**Work instruction:**
Please return the lines below verbatim, beginning at the one that has "cbravo135: The point" and stopping after the one that has "bdorney: Yes I", and add no other lines.

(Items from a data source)
......

Issue #6, opened 2017-07-24
Bug Report: ana_scans.py


bdorney:
http://cmsonline.cern.ch/cms-elog/999538

ana_scans.py has several bugs when being called:

`runCommand(cmd, log)` doesn't seems to generate the log file but doesn't call cmd given.  Changing to runCommand(cmd) calls the cmd.  Potential issue in "runCommand?"

Under anaType 'scurve' the cmd is improperly appended

When starting to build commands before the case structure in launchAnaArgs need to get the env variable for the path (e.g. GEM_PLOTTING_PROJECT) and then use this to call the command, e.g.:

cmdPath   = os.getenv('GEM_PLOTTING_PROJECT')
cmd = ["python", "%s/%s"%(cmdPath,ana_config[anaType])]

When tool=anaUltraThreshold.py a the depreciated option of --vfatmask was called leading to an exception.

PR #7, opened 2017-07-24
Bug Fixes to ana_scans.py

bdorney:
Addressing:

https://github.com/cms-gem-daq-project/gem-plotting-tools/issues/6

Now also addressing:

https://github.com/cms-gem-daq-project/gem-plotting-tools/issues/8
https://github.com/cms-gem-daq-project/gem-plotting-tools/issues/9

Tested using my account on gemdqm machine:

http://cmsonline.cern.ch/cms-elog/999738

Testing completed.  Looks good.


ana_scans.py
```diff
@@ -14,18 +14,18 @@ def launchAnaArgs(anaType, cName, cType, scandate, scandatetrim=None, ztrim=4.0,
   from anaInfo import ana_config
   from gempython.utils.wrappers import runCommand
 
+  #cmdPath   = os.getenv('GEM_PLOTTING_PROJECT')
```
cbravo135: remove this line?

ana_scans.py
```diff
@@ -14,18 +14,18 @@ def launchAnaArgs(anaType, cName, cType, scandate, scandatetrim=None, ztrim=4.0,
...
   dataPath  = os.getenv('DATA_PATH')
   dirPath   = ""
   elogPath  = "%s/%s"%(os.getenv('ELOG_PATH'),scandate)
     
   print "Analysis Requested: %s"%(anaType)
 
   #Build Commands
-  cmd = ["python", ana_config[anaType]]
+  #cmd = ["python", "%s/%s"%(cmdPath,ana_config[anaType])]
```
cbravo135: also this line?

anaUltraLatency.py
```diff
@@ -4,82 +4,150 @@
...
+from ROOT import TH1F
+r.gROOT.SetBatch(True)
+r.gStyle.SetOptStat(1111111)
+inF = r.TFile(filename+'.root',"READ")
+
+#Initializing Histograms
+print 'Initializing Histograms'
+dict_hVFATHitsVsLat = ndict()
+for vfat in range(0,24):
+    dict_hVFATHitsVsLat[vfat]   = TH1F("vfat%iHitsVsLat"%vfat,"vfat%i"%vfat,256,-0.5,255.5)
```
cbravo135: this line can use r.TH1F() and the import above should be deleted

anaUltraLatency.py
```diff
@@ -4,82 +4,150 @@
...
-errY= array( 'f' )
-errX=array('f')
+print filename
+outputfilename = options.outfilename
 
-for vfat in range(24):
-    Nhits_hs[vfat] = r.TH1D("Nhits%i_h"%vfat,"Nhits%i_h"%vfat,256,-0.5,255.5)
-    Nev_hs[vfat] = r.TH1D("Nev%i_h"%vfat,"Nev%i_h"%vfat,256,-0.5,255.5)
+import ROOT as r
+from ROOT import TH1F
```
cbravo135: remove this import, the line above imports all of root to the r namespace

ana_scans.py
```diff
@@ -83,19 +86,18 @@ def launchAnaArgs(anaType, cName, cType, scandate, scandatetrim=None, ztrim=4.0,
...
-    postCmds[0] = ["mkdir","-p","%s"%(elogPath)]
     postCmds[1] = ["cp","%s/ThresholdScanData/ThreshSummary.png"%(dirPath),
                    "%s/ThreshSummary_%s.png"%(elogPath,cName)]
     postCmds[2] = ["cp","%s/ThresholdScanData/ThreshPrunedSummary.png"%(dirPath),
                    "%s/ThreshPrunedSummary_%s.png"%(elogPath,cName)]
-    postCmds[3] = ["cp","%s/ThresholdScanData/chConfig_MasksUpdated.txt"%(dirPath),
-                   "%s/chConfig_MasksUpdated_%s.txt"%(elogPath,cName)]
-    postCmds[4] = ["cp","%s/ThresholdScanData/vfatConfig.txt"%(dirPath),
+    postCmds[3] = ["cp","%s/ThresholdScanData/vfatConfig.txt"%(dirPath),
                    "%s/vfatConfig_%s.txt"%(elogPath,cName)]
```
cbravo135: This is okay for now, but we should discuss if this makes sense. These text files are not going to be posted to the elog ever, so maybe we should have a different place to put them.

ana_scans.py
```diff
@@ -123,9 +124,9 @@ def launchAnaArgs(anaType, cName, cType, scandate, scandatetrim=None, ztrim=4.0,
...
   try:
     log = file("%s/anaLog.log"%(dirPath),"w")
-   
-    runCommand(cmd,log)
-    #runCommand(cmd)
+ 
+    #runCommand(cmd,log)
+    runCommand(cmd)
     for key in postCmds:
       runCommand(postCmds[key])
```
cbravo135: Is there a reason why postCmds is a dict and not a list? Code would be cleaner if it was a list.

anaUltraLatency.py
bdorney: Ah yeah, I agree...sloppy, fixed.

anaUltraLatency.py
bdorney: Fixed

ana_scans.py
bdorney: Implementation requires it to be a dict.

It's a dictionary of lists, runCommand requires a list of strings as inputs to be the command.  We need **multiple** commands to be executed because multiple output files need to be copied, so it's configured as a dictionary.

e.g. syntax of cp command is cp <file> <target> and to keep with the naming scheme each file requires it's own executing of runCommand, so it's own entry in the postCmds dictionary.

ana_scans.py
bdorney: If we provide another environment variable, e.g. `$CONFIG_PATH` then maybe that's the solution.

Otherwise I think it would be convenient to have a single place to have all the files so the question:

"What are the thresholds set to" has an easy single entry point to access.

For now I would propose `$ELOG_PATH` and then in a later feature request we consider `$CONFIG_PATH`.

ana_scans.py
cbravo135: This is not true of python. postCmds can still be a list and you can append lists into it. Then when you iterate over postCmds you will get the lists which define the commands to be run. The difference between a list and a dict is that a dict uses a map to associate a key to the location of some data. Dicts are built on top of the list so you can access entries with keys instead of just having to pass an int which gets the object placed with the Nth call to append on the list object.

cbravo135: The point is you can append lists into a list...

bdorney: Yes I see what you mean, misunderstanding from my side.  I thought you were asking for it to be one long list of strings where each command is just the next entry in the list rather than a list of lists where each entry is a list specifying the command.

In this case yes it could be this way and I agree it will be cleaner rather than having to continually increase the key idx.  I will update.

bdorney: Updated and tested on gemdqm machine at P5

Issue #12, opened 2017-08-10
Add xdaq Latency Scan python routine to repo


bdorney:
The xdaq latency scan routine is currently sitting on the 904 NAS and is not tracked via subversion.

Suggest to incorporate the script into this repository.

Propose also to rename it following some sort of convention.  The analysis scripts that deal with the python tools all start with:

`anaUltra*`

Analysis scripts that deal with scans taken with xdaq might start with:

`anaXDAQ*`

bdorney:
We should also update the options menu of `anaXDAQLatency.py` to match with the conventions set in the rest of `cms-gem-daq-project`

For example:

```
anaXDAQLatency.py -h
Usage: anaXDAQLatency.py [options]

Options:
  -h, --help            show this help message and exit
  -i infile, --infile=infile
                        Input file to process
  --amc13=amc13         AMC13 to look at
  --amc=amc             AMC to look at
  --gtx=gtx             GTX to look at
  --min=min             Min parameter range to look at
  --max=max             Max parameter range to look at
```

Propose to change:
- `--amc` option to `-s`
- `--gtx` option to `-g`

This will match better with what users are familiar with from common options found in [standardopts.py](https://github.com/cms-gem-daq-project/cmsgemos/blob/generic-amc-release-v3/gempython/utils/standardopts.py) from `cmsgemos`.

It may also be useful to change:
- `--min` option to `--scanmin`
- `--max` option to `--scanmax`

As this will match better with common options found in [qcoptions](https://github.com/cms-gem-daq-project/vfatqc-python-scripts/blob/master/qcoptions.py) from `vfatqc-python-scripts`

Issue #11, opened 2017-08-10
Add repo structure 


bdorney:
Following from cmsgemos and vfatqc-python-scripts:

https://github.com/cms-gem-daq-project/vfatqc-python-scripts/pull/95

Add in contributing guidelines and templates (mostly copied from cmsgemos).

Suggest to copy the files from .github of vfatqc-python-scripts and place them here:

- `CONTRIBUTING.md`
- `ISSUE_TEMPLATE.md`
- `PULL_REQUEST_TEMPALTE.md`

And make the corresponding updates to `.gitignore` e.g.:

```
# Don't ignore special files
!*.md
!*.rst

# Don't ignore subdirectories
!*/
```

Issue #10, opened 2017-08-10
Remove `cd` usage from paths.sh


bdorney:
Following:

https://github.com/cms-gem-daq-project/vfatqc-python-scripts/issues/109

> Sourcing the setup/paths.sh script leaves the user in a specific directory, which is not good practice, especially when used in a profile init script

For paths.sh here we should modify blocks at:

- [#L42](https://github.com/cms-gem-daq-project/gem-plotting-tools/blob/master/setup/paths.sh#L42)
- And everything below [#L55](https://github.com/cms-gem-daq-project/gem-plotting-tools/blob/master/setup/paths.sh#L55)

PR #13, opened 2017-08-10
Addressing Setup, Repo Structure, and Missing xdaq Latency Scan Application

bdorney:
Removing usage of `cd` in `setup/paths.sh`  This should address: https://github.com/cms-gem-daq-project/gem-plotting-tools/issues/10

Adding repo structure files requested in https://github.com/cms-gem-daq-project/gem-plotting-tools/issues/11:

- `CONTRIBUTING.md`
- `ISSUE_TEMPLATE.md`
- `PULL_REQUEST_TEMPALTE.md`

And made updates to `.gitignore` as discussed in https://github.com/cms-gem-daq-project/gem-plotting-tools/issues/11.

Finally added anaXDAQLatency.py script to the repository as mentioned in https://github.com/cms-gem-daq-project/gem-plotting-tools/issues/12.  This script was renamed from:

`/data/bigdisk/GEM-Data-Taking/latencyAnalysis.py`

Created by @jsturdy for analyzing latency scan data taken with xdaq.


setup/paths.sh
```diff
@@ -37,38 +37,27 @@ else
     source $BUILD_HOME/cmsgemos/setup/paths.sh
 fi
 
+# Export project
+export GEM_PLOTTING_PROJECT=$BUILD_HOME/gem-plotting-tools
+
+# Setup Path
+export PATH=$PATH:$GEM_PLOTTING_PROJECT
+export PATH=$PATH:$GEM_PLOTTING_PROJECT/macros
+export PATH=$PATH:$GEM_PLOTTING_PROJECT/setup
```
jsturdy: why is this in the `$PATH`?

setup/paths.sh
```diff
@@ -37,38 +37,27 @@ else
...
+
+# Setup PYTHONPATH
+export PYTHONPATH=$PYTHONPATH:$BUILD_HOME/vfatqc-python-scripts
+export PYTHONPATH=$PYTHONPATH:$GEM_PLOTTING_PROJECT
+export PYTHONPATH=$PYTHONPATH:$GEM_PLOTTING_PROJECT/macros
+export PYTHONPATH=$PYTHONPATH:$GEM_PLOTTING_PROJECT/setup
```
jsturdy: Why is this in the `$PYTHONPATH`?

setup/paths.sh
```diff
@@ -37,38 +37,27 @@ else
     source $BUILD_HOME/cmsgemos/setup/paths.sh
 fi
 
+# Export project
+export GEM_PLOTTING_PROJECT=$BUILD_HOME/gem-plotting-tools
```
jsturdy: Is `$GEM_PLOTTING_PROJECT` ever used outside of this script?

setup/paths.sh
```diff
@@ -37,38 +37,27 @@ else
     source $BUILD_HOME/cmsgemos/setup/paths.sh
 fi
```
jsturdy: `cmsgemos` should not be set up from this project

setup/paths.sh
jsturdy: OK, I see in my reverse review that it is... though possibly only the once? As such, would suggest a more appropriate variable name (seems only used in relation to channel mapping)

setup/paths.sh
bdorney: I don't see why it shouldn't be?

`cmsgemos` is required since `ana_scans.py` makes use of `runCommand`, and `envCheck` from `gempython` inside of cmsgemos

setup/paths.sh
bdorney: I think this variable name is fine, it matches the convention declared in:

- `cmsgemos`
- `vfatqc-python-scripts`

And allows for easy reference in future development.

setup/paths.sh
bdorney: mmhmm, yes I guess it could be removed.

setup/paths.sh
bdorney: contents of macros and setup are used in the various python scripts here.

e.g. `fitScanData.py` (in $GEM_PLOTTING_PROJECT/macros) is needed by anaUltra*.py routines and channel map info (in $GEM_PLOTTING_PROJECT/setup) is needed by anaUltra*.py

setup/paths.sh
jsturdy: I have the same problem with the name in `vfatqc-python-scripts`, and in `cmsgemos` it has a different purpose

setup/paths.sh
jsturdy: Yes, they depend, but the point is that it should *already* be set up elsewhere, this script should simply tell the user that they have not done other things in life correctly.  The same argument is why I've requested changes in `vfatqc-python-scripts`

setup/paths.sh
```diff
@@ -37,38 +37,25 @@ else
...
 
+# Export project
+export GEM_PLOTTING_PROJECT=$BUILD_HOME/gem-plotting-tools
+
+# Setup Path
+export PATH=$PATH:$GEM_PLOTTING_PROJECT
+
+# Setup PYTHONPATH
+export PYTHONPATH=$PYTHONPATH:$BUILD_HOME/vfatqc-python-scripts
```
jsturdy: As elsewhere, if this should be in the `$PYTHONPATH`, it should be set up that way in `vfatqc-python-scripts`

setup/paths.sh
jsturdy: Then I suppose it's time that project be organized more like a proper `python` package.
* `macros` has a nebulously defined name, but should be reserved for a piece of code you're actually going to run a la: `python mymacro.py`; if the module is being imported or loaded elsewhere, it's better to structure the package like a proper library, i.e., 
 ```
gem-plotting-tools/
  - main program files (probably expected to be executable and in the $PATH, could also go in a bin subdirectory)
  macros/
    - tools you may use for various tasks on their own
  fitting/
   - modules related to fitting
  mapping/
   - modules related to mapping
  tests/
    - any unit tests
 ```
* This way you can `import mapping.PanChannelMaps` (or `from mapping.PanChannelMaps import *`, or however you are using them) with only the `gem-plotting-tools` directory having been added to the `$PYTHONPATH`

setup/paths.sh
bdorney: Yes okay, I understand.  However, when requesting changes in the future it would be more useful to understand the "why" that is attached to a request.  I think this would provide a greater understanding and allow developers to have a higher change of doing things correctly "the first time"

setup/paths.sh
bdorney: Could you describe the purpose then?  I don't see why this is not a good idea, moreover this variable is now checked when setting up the `vfatqc-python-scripts` repo:

https://github.com/cms-gem-daq-project/vfatqc-python-scripts/blob/master/setup/paths.sh#L30

Based on the comments above it looks like the implementation is following the:

>  it should already be set up elsewhere, this script should simply tell the user that they have not done other things in life correctly

So this variable again seems necessary.

setup/paths.sh
bdorney: Sure we can implement these changes.  This is a good idea and will increase readability/maintenance in the long turn.

setup/paths.sh
jsturdy: In `cmsgemos` it is used mainly in the RPM building and `make` processes.
What code in `vfatqc-python-scripts` actually uses this variable, or depends on it being set (or is it simply a way to see if the software is present)?

bdorney: `setup/paths.sh` in `vfatqc-python-scripts` is checking that `gem-plotting-tools` has been setup correctly since `trimChamber.py` requires `gem-plotting-tools/macros/fitScanData.py` (which will be moved to `gem-plotting-tools/fitting/fitScanData.py` as requested below).

bdorney:
Unit tests successfully run using `ana_scans.py` with:
- `--anaType=latency`
- `--anaType=scurve`
- `--anaType=threshold` without `--chConfigKnown` option
- `--anaType=trim`
- `--anaType=threshold` with `--chConfigKnown` option

Looks good.

macros/plot_scurves_by_thresh.py
```diff
@@ -1,4 +1,4 @@
-from plot_scurve import *
+from macros.plot_scurve import *
```
jsturdy: This script imports `plot_scurve` but doesn't use it, probably remove the `import`?

anaUltraScurve.py
```diff
@@ -54,13 +54,12 @@
         pass
     pass
 
-buildHome = os.environ.get('BUILD_HOME')
-
+projectHome = os.environ.get('GEM_PLOTTING_PROJECT')
```
jsturdy: Quick question, is there a check that is run before this point that this variable is set (and points somewhere real)?
If not, add an issue such that checks like this are made in the future

macros/plot_vfat_and_channel_Scurve.py
```diff
@@ -1,4 +1,4 @@
-from plot_scurve import *
+from macros.plot_scurve import *
```
jsturdy: This script seems to only add options on top of the `plot_scurve` script.  If that's all there is, suggest to merge `plot_vfat_and_channel_Scurve.py` and `plot_scurve.py`, making it similar to the other plotting macros, and just make it standalone (though my quick glance at the `macros` may have missed something in how this is used).

macros/plot_scurves_by_thresh.py
bdorney: Fixed; and added the imports I assumed it was trying to take from plot_scurve.py (ROOT and OptionsParser).

jsturdy: Did you forget to push? Last commit to github was 20 hours ago...

bdorney: Yeah forgot to push

anaUltraScurve.py
bdorney: Checks made using `envCheck()` in related scripts:

- `anaUltraScurve.py`
- `anaUltraThreshold.py`
- `mapping/buildMapFiles.py`

macros/plot_vfat_and_channel_Scurve.py
bdorney: Yeah not really sure how @cbravo135 intended the tools in /macros to be used but I can have a look and try to merge appropriately.

macros/plot_scurves_by_thresh.py
```diff
@@ -1,25 +1,17 @@
...
 (options, args) = parser.parse_args()
 
 filename = options.filename
 overlay_fit = options.overlay_fit
-channel_yes = options.channel_yes
+channel_yes = options.channels
 vfat = options.vfat
 strip = options.strip
 
+import root as r
```
jsturdy: Think L14 should be:
```python
import ROOT as r
```

bdorney: Whoops...

PR #14, opened 2017-08-10
Address issue #10

lmoureaux:
In addition, add channel maps to `.gitignore` since they are automatically generated.


lmoureaux:
Closing because of  #13

Issue #15, opened 2017-08-15
Feature Request: fitScanData.py Takes Number of Injections as Input


bdorney:
## Brief summary of issue
Right now the form of the modified erf function that is used to fit s-curves has parameters that are hardcoded.  These parameters should be changed from `500` to `0.5 * nInjections`.  See [L#34](https://github.com/cms-gem-daq-project/gem-plotting-tools/blob/22cdd9bf15ebe3f8df652564d51cd943af8f79b6/fitting/fitScanData.py#L34) of fitScanData.py

However now the `--nevt` option can be passed from command line to the scan tool of interest.  Right now the `--nevt` defaults to 1000 so there is no conflict.  However if the user supplies a different value the fit may not work as planned.

This was also mentioned in:
https://github.com/cms-gem-daq-project/vfatqc-python-scripts/issues/113

### Types of issue

- [ ] Bug report (report an issue with the code)
- [X] Feature request (request for change which adds functionality)

## Expected Behavior

In [L#1](https://github.com/cms-gem-daq-project/gem-plotting-tools/blob/22cdd9bf15ebe3f8df652564d51cd943af8f79b6/fitting/fitScanData.py#L1) `fitScanData()` should take an additional parameter as input: `nInjections=1000`.  The default will ensure the same behavior as present.

Then the equation of Fit at [L#34](https://github.com/cms-gem-daq-project/gem-plotting-tools/blob/22cdd9bf15ebe3f8df652564d51cd943af8f79b6/fitting/fitScanData.py#L34) should be modified from:

```
    fitTF1 = r.TF1('myERF','500*TMath::Erf((TMath::Max([2],x)-[0])/(TMath::Sqrt(2)*[1]))+500',1,253)
```

to be instead:

```
    fitTF1 = r.TF1('myERF','%i*TMath::Erf((TMath::Max([2],x)-[0])/(TMath::Sqrt(2)*[1]))+%i'%(0.5*nInjections),1,253)
```

## Current Behavior

Currently if the default value of `--nevt=1000` but if the user specifies a value outside of this the modified erf applied to the scurve data may not work as intended

## Context (for feature requests)

Ensuring this ensures correct fitting when number of events in scurve/trimming differs from default

PR #21, opened 2017-08-23
Read the event count from the SCurve data tree

lmoureaux:
Addesses issue #15 by reading the number of events from the S-curve trees.

## Description
The S-curve fit function has the number of events hard-coded to 1000, but can be changed in `ultraScurve`. Detect it from the S-curve tree instead, to enable using data produced with non-default `--nevts`.

The implementation is not as suggested in #15, but will rather read the number of events from the tree. It's IMHO less error-prone: there is no need for an additional parameter to `fitScanData` (and flag to `anaUltraScurve.py`), that could be forgotten. The fit function will "just work" unless supplied with inconsistent trees (for sample merged using `hadd`), in which case an error may even be thrown (depending on the parameters used to generate the `hadd`ed trees).

### Types of changes

## Motivation and Context

See #15.

## How Has This Been Tested?

The changes were tested using data from http://cmsonline.cern.ch/cms-elog/1005623. Cross-checks:

* The number of failed fits doesn't change (much) with the number of events. The scan at 10000 events fails to fit weird channels with no data on VFAT 9.
* The average `chi^2` of fits doesn't change linearly (as I would expect if the normalization stayed fixed) with the number of events, but is `~sqrt(nevt)` (as I would expect from statistical fluctuations):

| `nevts` | `<chi^2>` | 
|--------:|---------:|
| 10000 | 114 |
| 1000 | 25 |
| 100 | 13 |
| 10 | 10 |

## Checklist:

### DIFF
--- a/fitting/fitScanData.py
+++ b/fitting/fitScanData.py
@@ -32,12 +32,17 @@ class ScanDataFitter(DeadChannelFinder):
                 self.scanCount[vfat][ch] = 0
 
         self.fitValid = [ np.zeros(128, dtype=bool) for vfat in range(24) ]
+        self.Nev = -1
 
     def feed(self, event):
         super(ScanDataFitter, self).feed(event)
         self.scanHistos[event.vfatN][event.vfatCH].Fill(event.vcal,event.Nhits)
         if(event.vcal > 250):
             self.scanCount[event.vfatN][event.vfatCH] += event.Nhits
+        if self.Nev < 0:
+            self.Nev = event.Nev
+        else:
+            assert self.Nev == event.Nev, 'Inconsistent S-curve tree'
 
     def readFile(self, treeFileName):
         inF = r.TFile(treeFileName)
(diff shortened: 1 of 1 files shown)


jsturdy:
Is this ready for review (it's a lack of functionality in github that doesn't allow the person creating the PR to request review...)?

lmoureaux:
@jsturdy It's ready for review.

bdorney:
This issue is also pertinent to the conversation: https://github.com/cms-gem-daq-project/vfatqc-python-scripts/issues/113

fitting/fitScanData.py
```diff
@@ -50,7 +55,8 @@ def fit(self):
 
         random = r.TRandom3()
         random.SetSeed(0)
-        fitTF1 = r.TF1('myERF','500*TMath::Erf((TMath::Max([2],x)-[0])/(TMath::Sqrt(2)*[1]))+500',1,253)
+        fitTF1 = r.TF1('myERF','[3]*TMath::Erf((TMath::Max([2],x)-[0])/(TMath::Sqrt(2)*[1]))+[3]',1,253)
+        fitTF1.FixParameter(3, self.Nev / 2.)
```
bdorney: I would prefer we did not add to the list of fit parameters of this TF1.  Please instead use:

```
fitTF1 = r.TF1("myERF","%i*TMath::Erf((TMath::Max([2],x)-[0])/(TMath::Sqrt(2)*[1]))+%i"%(self.Nev / 2, self.Nev / 2.),1,253)
```

And remove line 59.

lmoureaux:
Using string manipulation routines to fix parameters, added the fit summaries to the Elog.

......

**Answer below:**
cbravo135: The point is you can append lists into a list...

bdorney: Yes I see what you mean, misunderstanding from my side.  I thought you were asking for it to be one long list of strings where each command is just the next entry in the list rather than a list of lists where each entry is a list specifying the command.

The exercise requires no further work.